* **ASSIGNED TASK**
Starting at the line that holds "Hi again, thanks" and stopping at the line that holds "Haha whoops - it", restate the records below word for word, with both of those lines included.
INFORMATION Start Marker
Issue #1264, opened 2017-01-28
Using Marker Animation causing run away view Re-rendering.


ac87:
See this sample app and in particular this [commit ](https://github.com/ac87/tangram_android/commit/dfcfb974b85667fecc450ddef22979c6457aa35d)

If `myLocationMarker.setPointEased` is used, the `MapController.ViewCompleteListener()` registered in `MainActivity ` gets called constantly ("View complete" appearing in the LogCat). This would be expected for 200ms but not constantly after.

Stopping the location updates doesn't stop it either.

matteblair:
Hi again, thanks for the report. From the code here and your description this does sound like a bug - the view should only re-render continuously for the duration of the easing. 

I will try to replicate this behavior and see if I can find a work-around for you while we fix it.

matteblair:
Haha whoops - it looks like Marker easing is currently interpreting the time parameter as _seconds_ when it should interpret it as _milliseconds_, so the Markers are actually moving continuously - just very very slowly. That's our bad :\

We'll get this fixed in the next release but until then you can just divide your Marker easing times by 1000.

PR #1298, opened 2017-02-14
Use milliseconds for duration in Marker setPointEased

matteblair:
Resolves https://github.com/tangrams/tangram-es/issues/1264


matteblair:
@tallytalwar The iOS interface appears to be consistent here, it uses seconds for all durations. Apple's UIKit animations use seconds as well, so I think this is the right choice.

matteblair:
I will, however, change the name of the 'duration' parameters in TGMapViewController, to clarify the units.

karimnaaji:
@tallytalwar updated the param name to `seconds` in #1290 .

tallytalwar:
Need to rebase and resolve conflicts, good to go when done.

PR #1299, opened 2017-02-14
Flip image markers on iOS

karimnaaji:


ios/src/TGMapViewController.mm
```diff
@@ -361,6 +361,8 @@ - (BOOL)markerSetImage:(TGMapMarkerId)identifier image:(UIImage *)image
 
     CGColorSpaceRef colorSpace = CGImageGetColorSpace(cgImage);
     CGContextRef cgContext = CGBitmapContextCreate(bitmap.data(), w, h, 8, w * 4, colorSpace, kCGImageAlphaPremultipliedLast);
+    CGAffineTransform affineTransform = CGAffineTransformMake(1, 0, 0, -1, 0, h);
```
tallytalwar: just a small nitpick, probably make sense to rename this as flipTransform or flipAffineTransform.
INFORMATION End Marker
* **RESPONSE TO THE EXERCISE**
Hi again, thanks for the report. From the code here and your description this does sound like a bug - the view should only re-render continuously for the duration of the easing. 

I will try to replicate this behavior and see if I can find a work-around for you while we fix it.

matteblair:
Haha whoops - it looks like Marker easing is currently interpreting the time parameter as _seconds_ when it should interpret it as _milliseconds_, so the Markers are actually moving continuously - just very very slowly. That's our bad :\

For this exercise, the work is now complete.